What is this Saharan dust and how did it get here?
As motorists across the country set off to work on Monday morning, many were left puzzled after finding their vehicles coated with a thin layer of red dust.
Remarkably this dust had found its way to the UK at the end of a 2,000 mile journey from northwest Africa.
The satellite animation in this video shows the air flowing from North Africa over Europe and the UK, bringing a steady flow of dust from the Sahara for several days.
The public took to social media to report their unusually dusty vehicles.
Saharan dust is a mixture of sand and dust from the Sahara, the vast desert area that covers most of North Africa.
Once it is lifted from the ground by strong winds, clouds of dust can reach very high altitudes and be transported worldwide, covering thousands of miles.
Gale force wind conditions in the Sahara of over 40 miles per hour contributed to this most recent example of the phenomenon, although it is by no means its first occurrence.

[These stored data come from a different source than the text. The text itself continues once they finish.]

Issue #192, opened 2026-06-28
[Handler Request] Ultrakill


helphelpmeme:
Tried to write my own handler, installed the multiplayer mods with utilities
Partydeck refuses to read the json file so wondering if anyone else would have better luck

PR #200, opened 2026-07-16
Add virtual gamepads for controller reconnects

gabriel-quina:
## What this changes

Adds optional virtual gamepads backed by `uinput`.

When enabled, Partydeck creates a virtual controller for each physical controller and forwards input events to it. Game instances receive the virtual devices instead of the physical ones.

The main goal is to keep controller assignments stable when a physical controller disconnects and reconnects.

## Implementation notes

- Adds a `use_virtual_gamepads` option, disabled by default.
- Creates and manages virtual controllers through `uinput`.
- Forwards events from physical controllers to their virtual counterparts.
- Keeps the virtual device available while the physical controller is disconnected.
- Reconnects the physical controller to the same virtual device when possible.
- Exposes only the assigned virtual controllers inside each game instance.
- Filters Partydeck's own virtual devices from normal controller detection.

## Testing

Tested locally with multiple instances and controllers.

I checked:

- disconnecting and reconnecting controllers;
- keeping controller assignments after reconnecting;
- isolating controllers between instances;
- launching games with the option enabled and disabled.

This currently works on my setup, but testing with other controller models and Linux environments would be useful.

### DIFF
--- a/Cargo.lock
+++ b/Cargo.lock
@@ -2704,6 +2704,7 @@ dependencies = [
  "evdev",
  "fastrand",
  "image",
+ "nix 0.29.0",
  "pathsearch",
  "reqwest",
  "rfd",
--- a/Cargo.toml
+++ b/Cargo.toml
@@ -25,6 +25,7 @@ zbus = { version = "5.5.0", features = ["async-io", "blocking-api"], default-fea
 steamlocate = "2.0.1"
 zip = { version = "5.1.1", features = ["deflate", "deflate64"], default-features = false }
 pathsearch = "0.2.0"
+nix = { version = "0.29", features = ["poll"] }
 
 [build-dependencies]
 reqwest = { version = "0.12.15", features = ["blocking", "json"], optional = true }
--- a/src/app/app_pages.rs
+++ b/src/app/app_pages.rs
@@ -639,6 +639,10 @@ impl PartyApp {
             &mut self.options.kbm_support,
             "Enable keyboard and mouse support through custom Gamescope",
         );
+        let virtual_gamepads_check = ui.checkbox(
+            &mut self.options.use_virtual_gamepads,
+            "Preserve controller bindings on reconnect (Experimental)",
+        );
         let gamescope_force_grab_cursor_check = ui.checkbox(
             &mut self.options.gamescope_force_grab_cursor,
             "Force grab cursor for Gamescope",
@@ -652,6 +656,9 @@ impl PartyApp {
         }
         if kbm_support_check.hovered() {
             self.infotext = "Runs a custom Gamescope build with support for holding keyboards and mice. If you want to use your own Gamescope installation, uncheck this.".to_string();
+        }
+        if virtual_gamepads_check.hovered() {
+            self.infotext = "Routes assigned gamepads through persistent virtual controllers, game instances keep their controller after reconnects. Gamepads only.".to_string();
         }
         if gamescope_force_grab_cursor_check.hovered() {
             self.infotext = "Sets the \"--force-grab-cursor\" flag in Gamescope. This keeps the cursor within the Gamescope window. If unsure, leave this unchecked.".to_string();
--- a/src/app/config.rs
+++ b/src/app/config.rs
@@ -31,6 +31,8 @@ pub struct PartyConfig {
     #[serde(default = "default_true")]
     pub kbm_support: bool,
     #[serde(default)]
+    pub use_virtual_gamepads: bool,
+    #[serde(default)]
     pub proton_version: String,
     #[serde(default = "default_true")]
     pub proton_separate_pfxs: bool,
@@ -58,6 +60,7 @@ impl Default for PartyConfig {
             gamescope_sdl_backend: true,
             gamescope_force_grab_cursor: false,
             kbm_support: true,
+            use_virtual_gamepads: false,
             proton_version: "".to_string(),
             proton_separate_pfxs: true,
             proton_wow64: true,
--- a/src/input.rs
+++ b/src/input.rs
@@ -142,6 +142,9 @@ impl InputDevice {
 pub fn scan_input_devices(filter: &PadFilterType) -> Vec<InputDevice> {
     let mut pads: Vec<InputDevice> = Vec::new();
     for dev in evdev::enumerate() {
+        if crate::virtual_gamepad::is_partydeck_virtual_device(&dev.1) {
+            continue;
+        }
         let enabled = match filter {
             PadFilterType::All => true,
             PadFilterType::NoSteamInput => dev.1.input_id().vendor() != 0x28de,
--- a/src/launch.rs
+++ b/src/launch.rs
@@ -1,13 +1,14 @@
 use std::path::{Path, PathBuf};
 use std::process::Command;
 
-use crate::app::{PartyConfig, PadFilterType};
+use crate::app::{PadFilterType, PartyConfig};
 use crate::handler::*;
 use crate::input::*;
 use crate::instance::*;
 use crate::paths::*;
 use crate::profiles::{create_profile, create_profile_gamesave};
 use crate::util::*;
+use crate::virtual_gamepad::VirtualGamepadSession;
 
 pub fn setup_profiles(
     h: &Handler,
@@ -36,7 +37,18 @@ pub fn launch_game(
     instances: &Vec<Instance>,
     cfg: &PartyConfig,
 ) -> Result<(), Box<dyn std::error::Error>> {
-    let new_cmds = launch_cmds(h, input_devices, instances, cfg)?;
+    let virtual_gamepad_session = VirtualGamepadSession::start_if_enabled(
+        cfg.use_virtual_gamepads,
+        input_devices,
+        instances,
+    )?;
+    let new_cmds = launch_cmds(
+        h,
+        input_devices,
+        instances,
+        cfg,
+        virtual_gamepad_session.as_ref(),
+    )?;
     print_launch_cmds(&new_cmds);
 
     if cfg.enable_kwin_script {
@@ -45,7 +57,8 @@ pub fn launch_game(
             false => "splitscreen_kwin.js",
         };
 
-        kwin_dbus_start_script(PATH_RES.join(script)).map_err(|e| format!("Failed to start KWin script: {}", e))?;
+        kwin_dbus_start_script(PATH_RES.join(script))
+            .map_err(|e| format!("Failed to start KWin script: {}", e))?;
     }
 
     let sleep_time = match h.pause_between_starts {
@@ -58,7 +71,11 @@ pub fn launch_game(
     let mut i = 0;
     for mut cmd in new_cmds {
         let handle = cmd.spawn().map_err(|e| {
-            format!("Failed to start '{}': {}", cmd.get_program().to_string_lossy(), e)
+            format!(
+                "Failed to start '{}': {}",
+                cmd.get_program().to_string_lossy(),
+                e
+            )
         })?;
         handles.push(handle);
 
@@ -80,6 +97,7 @@ pub fn launch_cmds(
     input_devices: &[DeviceInfo],
     instances: &Vec<Instance>,
     cfg: &PartyConfig,
+    virtual_gamepads: Option<&VirtualGamepadSession>,
 ) -> Result<Vec<std::process::Command>, Box<dyn std::error::Error>> {
     let win = h.win();
     let exec = Path::new(&h.exec);
@@ -90,7 +108,9 @@ pub fn launch_cmds(
     };
 
     if cfg.kbm_support && !gamescope.exists() {
-        return Err("gamescope-kbm is missing. Please reinstall partydeck or disable KBM support.".into());
+        return Err(
+            "gamescope-kbm is missing. Please reinstall partydeck or disable KBM support.".into(),
+        );
     }
 
     if !cfg.kbm_support && pathsearch::find_executable_in_path("gamescope").is_none() {
@@ -103,10 +123,16 @@ pub fn launch_cmds(
                 .join("steam/steamapps/common/SteamLinuxRuntime_soldier")
                 .exists())
         || (runtime == "sniper"
-            && !PATH_STEAM.join("steam/steamapps/common/SteamLinuxRuntime_sniper").exists()
-            && !PATH_STEAM.join("steam/steamapps/common/SteamLinuxRuntime_sniper-arm64").exists())
+            && !PATH_STEAM
+                .join("steam/steamapps/common/SteamLinuxRuntime_sniper")
+                .exists()
+            && !PATH_STEAM
+                .join("steam/steamapps/common/SteamLinuxRuntime_sniper-arm64")
+                .exists())
         || (runtime == "steamrt4"
-            && !PATH_STEAM.join("steam/steamapps/common/SteamLinuxRuntime_4").exists())
+            && !PATH_STEAM
+                .join("steam/steamapps/common/SteamLinuxRuntime_4")
+                .exists())
     {
         return Err(format!("Steam Runtime {runtime} not found! Runtime must be installed on the same drive that the Steam client is installed on.").into());
     }
@@ -116,11 +142,12 @@ pub fn launch_cmds(
         .collect();
 
     for (i, instance) in instances.iter().enumerate() {
-        let gamedir = if h.is_saved_handler() && !cfg.disable_mount_gamedirs && cfg.profile_unique_dirs {
-            PATH_PARTY.join("tmp").join(format!("game-{}", i))
-        } else {
-            PathBuf::from(h.get_game_rootpath()?)
-        };
+        let gamedir =
+            if h.is_saved_handler() && !cfg.disable_mount_gamedirs && cfg.profile_unique_dirs {
+                PATH_PARTY.join("tmp").join(format!("game-{}", i))
+            } else {
+                PathBuf::from(h.get_game_rootpath()?)
+            };
 
         if !gamedir.join(exec).exists() {
             return Err(format!("Executable not found: {}", gamedir.join(exec).display()).into());
@@ -177,7 +204,10 @@ pub fn launch_cmds(
             cmd.env("SDL_GAMECONTROLLER_ALLOW_STEAM_VIRTUAL_GAMEPAD", "1");
         }
         if cfg.pad_filter_type == PadFilterType::OnlySteamInput {
-            cmd.env("SDL_GAMECONTROLLER_IGNORE_DEVICES", SDL_GAMECONTROLLER_IGNORE_DEVICES);
+            cmd.env(
+                "SDL_GAMECONTROLLER_IGNORE_DEVICES",
+                SDL_GAMECONTROLLER_IGNORE_DEVICES,
+            );
         }
         if !h.env.is_empty() {
             for env_var in h.env.split_whitespace() {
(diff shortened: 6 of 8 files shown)


Blahkaey:
I think @davidawesome02-backup found there is issues when using uinput, you can read what he said in pr #176. I have experienced the issue which you are trying to solve and do think there needs to be a solution. Related to this i have found that something on my install of cachy-os has recently changed, and when a controller disconnects/reconnects, it seems to keep the same device path and successfully reconnects to the games instance, looking into what made this change could be beneficial aswell.

gabriel-quina:
I'm on cachyOs too.  Gonna upgrade and test
For now this implementation is working without any issues. Only using to play don't starve together though

davidawesome02-backup:
Hey @gabriel-quina! This is nice to see, and I am honestly interested in this problem, it has been noted as a real issue we need to solve. I do see some possible problems however with the way you are doing this that may make it less than ideal for our project although a possible solution; Using UINPUT allows for creating virtual devices, but unfortunately I don't believe it is able to *fully* emulate a device, instead allowing access to the most common inputs and data about a device. This *Should* be fine in most scenarios, but the controllers that do implement extra features with this would be unable to use them (I honestly cant find the example I want to use, but there was some controller that required a custom driver to properly emulate on linux somewhere). As a more direct approach, I was soon going to attempt to work on a `unshare` / bwrap replacement inside of partydeck to allow for binding and unbinding without restart directly on that layer. 

As another possible issue, requiring uinput (requires editing the system setting, or having steam installed to do so) is not really ideal if we want to allow non-steamos / systems without steam this becomes a bit of a hassle as a strict requirement. 

I do plan to use uinput in this project in the near future to allow for remote game streaming / inputs, but that would be an optional thing on top of the base that works without modifications to the standard linux setup. 

Also on a more personal code standpoint for this project, I would ideally like to avoid busy looping as much as possible as it just wastes CPU time when no new events come in, as well as delaying events minimally (use select / poll / epoll to get direct kernel events when they come in). You should ideally in something like this make sure to bind to rumble as well as all inputs provided by the selected controller (not just the default ones).

Also, this code segment: `pub const VIRTUAL_GAMEPAD_NAME_PREFIX: &str = "PartyDeck Internal Virtual Gamepad";` will appear to users if we actually modify the name in certain game's UIs. This is not great design especially as we have multiple controllers trying to find "what is what" may be hard, so a shorter prefix or suffix may be better

Let me know what you think as this is just my opinion, and if there is any justification to using uinput otherwise it may be something we want to take the aforementioned hits to the project if we have a real end user experience improvement we can point to otherwise. Maybe this could be an option if all else fails in addition to the remote streaming if we cant get custom `unshare` working by then.

gabriel-quina:
Thanks @davidawesome02-backup for the feedback. I agree with the issues you pointed out.

I’m not really attached to the uinput approach. I ran into this problem on my setup and tried to solve it with what I knew, and it worked well enough for my use case.

I think I misunderstood part of @Blahkaey’s comment at first. Thinking back, reconnection already worked on my CachyOS setup before this implementation, probably because the controller kept the same device path. The problem was that after reconnecting, the same controller would control both sessions instead of only the one it was originally assigned to.

So the main benefit of this approach for me was keeping each controller isolated and assigned to its original session after disconnecting and reconnecting.

Also, uinput is currently optional and disabled by default, but I understand why it may not be a good base solution for the project, especially because of the setup requirements and missing controller features.

Game streaming is also something I’m interested in. I’ve used Partydeck with Steam Link before and it worked, although I remember having to use Steam Input. I’d also like to test it with Moonlight/Sunshine, but I haven’t had the chance yet.

For now I’ll probably keep using this version locally, and I may still fix some of the problems you mentioned, especially the polling and the virtual device naming.

I’d be happy to look into the mount namespace approach you mentioned. Is there any existing issue, branch, or code I could use as a starting point?

davidawesome02-backup:
One of the main problems is that the current approach works well but because of how we are masking inputs into bwap, any new controllers or those with new ids in /dev/input/XXX will be then accessible to ALL instances, it is only those specifically masked out at the start that are currently hidden. We should invert this logic, but I believe this is best done via a little complex setup of: `dev mount /, tmpfs mount /dev/input, dev mount /dev/input/XXX` instead of our current `dev mount /, dev mount /dev/input/ALLOTHERS /dev/null`. 

Also, not sure how much you know about this, but we (I) also plan to eventually make overlayfs a global setting as to remove the "current game dir" and strange settings, so things are expected to change in the long term. (Quick summery even though this is most likely not anywhere needed information: Steamos doesn't support overlayfs due to a outdated kernel that doesn't support casefolding in overlayfs, and thus relies on fuse-overlayfs being dev mounted on only the directory we want to target. In the long term, we either want raw overlayfs for performance gains, or to implement our own fuse implementation to allow us to actions like faking the goldberg dll in certain places etc. This is just future plans however. )

As for game streaming, I believe moonlight is currently a solution, however my ideal solution, and one very possible in near updates, is based around using the frames we get from gamescope ourselves, and creating a webrtc stream to a website (cloudflare pages for free) to allow for easily accessible connections while (for example) at a friends house with this setup. It would be as simple as typing in a 6 digit code into a website on your phone or laptop, and getting access to your own screen, controller, keyboard and mouse, or just access to a remote controller on your phone if you don't have enough.

Honestly I wrote my earlier message as I was running out of the house, so didn't have time to rewrite after I saw you had that as a option and not as a required pass though, so sorry for missing that :P.

We don't currently have any version of the bwrap replacement code I would want as I have not spent the time to create one yet, however I do have the following general design goals and information that could help.

### Bwrap replacement ramble:

Honestly if you are willing to mess around with it, I would just say try to make a basic rust version of `bwrap` from the source code here: https://github.com/containers/bubblewrap (GPL v2, so we can do this) as a rust crate. The main things we need are to use `unshare` as documented [here](https://man7.org/linux/man-pages/man1/unshare.1.html), [here](https://docs.kernel.org/userspace-api/unshare.html) and [here](https://man7.org/linux/man-pages/man2/unshare.2.html) as well as [here](https://www.ibm.com/docs/en/zos/3.1.0?topic=lf-unshare-isolate-process-from-one-more-its-namespaces)

Okay, admittedly that last one is a random IBM page on unshare, but lets just pretend its helpful in anyway.

Anyway, if take a look at the existing crates, most of them are just not quite what we want as far as I can tell: https://crates.io/crates/landlock (overly complex, no custom mounting as far as I can tell, but more direct IO blocking via newish kernel code), https://crates.io/crates/unshare (
```
The following is out of scope:

    mounting file systems
    setting up network
    in-container and out of container supervision
    handing child signals
```
We require setting up file systems, and handling child signals somewhat, so unfortunately not a perfect solution, although maybe helpful?) 

Also this random project as a front end for a few things maybe has some useful code: https://crates.io/crates/procjail

The main thing I would want would be (not sure if its possible because of how "threads" exist in both rust and unshare's API, but) to have a simple object with a thread pointer as well as [a simple thread request](https://doc.rust-lang.org/std/sync/mpsc/fn.channel.html) that could pass over things like a `std::...::Command()` or the like, and return back a complex type like `std::...::Child`. The API I imagine is something like the following:

Assume all paths are most likely PathBuf or something logical
```rust
let c = API::Container::new()
c.bind("/",API::mount::dev("/",API::readonly::RW)) // Tempfs, dev bind, unmount, etc that we use right now.
c.bind_data("/data.txt", bytes_object)
c.start(_: std::Command) -> std::Child
```
(we don't currently do PID isolation nor network isolation, those may be something we want in the far future, but for now almost no games should need those in place, so omission should be fine)

After spawning a child, you will have to follow more of the bwrap source code, and implement the `unshare` syscall, the UID table writing, and process binding.

The main thing to note here is that the bind API can be called AFTER the process has been started, allowing for us to rebind, unbind, and do all the other fancy stuff we cant do with bwrap.

I honestly gave this to a bad LLM, and got some output but nothing usable to this point, and mostly following the lead of having to fork / spawn a new process to handle `unshare` semantics, however it looks like this may be avoidable and simplifies a lot of the IPC (std::Child cant be recreated on another process, but can be sent over threads via Arc mutex)

# -
Sorry this is so long, and honestly just a jumble of plans / ideas I have had as improvements on the project, if you don't have the time to work on this please don't feel pressured into making something that is just a possible good idea. We are doing a lot right now (even if not released yet), and I would hate to see us change direction again and again. Feel free to let me know what you think about any of this if you have time to read this textbook of a response.

Again however, uinput may be something useful in the future, even implementing this if we find it best, I just believe we might be able to solve two issues at once by replacing bwrap despite its added complexity.

Again, thanks for the PR even if you cant work on these more complex features, we really do appreciate the support, I just have been picky in how we do things for what I would ideally want. I would defer to Blahkaey's and Wunnr's opinions on a topic if they however believe me to be inaccurate in my assessment of any given idea.

gabriel-quina:
Thanks for the detailed explanation. Building on the approach you described, I’m thinking about one container context per running instance, each starting with an empty "/dev/input", exposing stable controller slots, and keeping a mapping like "instance → slot → physical device identity". On reconnect, PartyDeck could resolve the new host path and rebind only the correct slot in the correct instance.

I’ll go through the references you shared and look more closely at the broader container direction. I understand why it is useful to keep future requirements in mind, although the web client sounds like another beast 😅

While that is being explored, would you be open to a clearly documented temporary solution for the current hotplug issue? It is quite disruptive in normal use: having to close multiple games and redo the controller bindings after a reconnect has nearly made me stop using PartyDeck regularly, especially when playing with my wife and trying to avoid interrupting the session repeatedly.

One other thing I’m wondering about: would this approach also cover games that rely exclusively on the Steam Input API?

davidawesome02-backup:
Okay, so for the input rebinding, I would almost definitely take the has I derive (in testing code) [here](https://github.com/davidawesome02-backup/partydeck/blob/new-layout-tests/src/input.rs): 
```
pub fn hash(&self) -> DeviceHash {
        *self.hash.get_or_init(|| {
            let mut hasher = std::hash::DefaultHasher::new();
            (&(self.dev.unique_name(),self.dev.input_id(),self.dev.name())).hash(&mut hasher);
            hasher.finish()
        })
    }
```
giving us a value that should be constant between reconnects. This was added already to my test code because I wanted to allow for devices to be connected or reconnected without having to "rescan" as we do right now and reset everything, as well as allowing for saving controllers to a specific profile for later use. As this is derived from both the "input id" (described using the steam id here) as well as the name, we should get something unique for both steam and physical device for each physical device allowing for it to work without any real issue.

As such in the new UI, devices for instances are only stored using their hash, where resolution for connection is done via a quick map over the currently known input devices. It adds a few extra ms, but seeing as we have it in a oncelock, its not like its recalculating the hash every time, just a quick map over a max of 20 maximally reasonable devices.

The web client will be an separate problem, yes, but I do think feasible. The code for sending video as well as cloudflare backend as a example is already done and public on my github account, although this will be massively changed. I am in the moonlight discord server where many have tried this before, and we can get low delay with webRTC via the media API if we try (in my case, using libdatachannel and a stream that goes at EXACTLY 60 fps every time), but if we have any frame delay, the browser's jitter buffer will increase, and slowly add more and more delay to the playback. Many use webRTC unreliable data channels and the browsers media api to resolve this issue by injecting the required compressed blank frames to "skip" ahead if we miss anything. This is better, but adds a lot of complexity I have not done yet. Otherwise, I have some friends who really like front end design who can help make the UI work, because my UI design skills are terrible.

And sure, honestly I would somewhat be open to if you wanted to try to get this in as a sample fix before partydeck UI and backend reworks we are doing, but I am not sure about how we would do that in the current ether that is our development cycle. Reminds me we have to make a new release soon after I do a few quick final checks (merge #196 (with mods) and #192 (after checks) ), so maybe we can work this into that if we want to tide us over..?

Let me know what you think, thanks for the input.

gabriel-quina:
Yeah, I think it’s worth trying to get this in as a temporary fix.

I’ll keep working on the uinput implementation and try to address the issues you mentioned. I’ll also try using the device hash for reconnects and see how well it works with different controllers and connection methods.

I have two GameSir T4N Lite controllers of the same model, a wired Microsoft Xbox controller for PC, a generic PS2 controller, and a Logitech wheel with force feedback, so I can test identical devices, USB, Bluetooth, wireless, reconnects, and force feedback.

Meanwhile, I’ll also look into the other approaches you mentioned and use them as a starting point.

davidawesome02-backup:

Paul Hutcheon, Met Office forecaster, said: "We usually see this happen several times a year when big dust storms in the Sahara coincide with southerly winds to bring dust here."
Upon their high-altitude arrival to the UK, the airborne particles combined with our warm air and were deposited during rain showers. When the rainwater evaporated, a thin layer of dust was left on surfaces, like cars.
Saharan dust is also a contributing factor to air quality, in addition to pollution levels and weather conditions.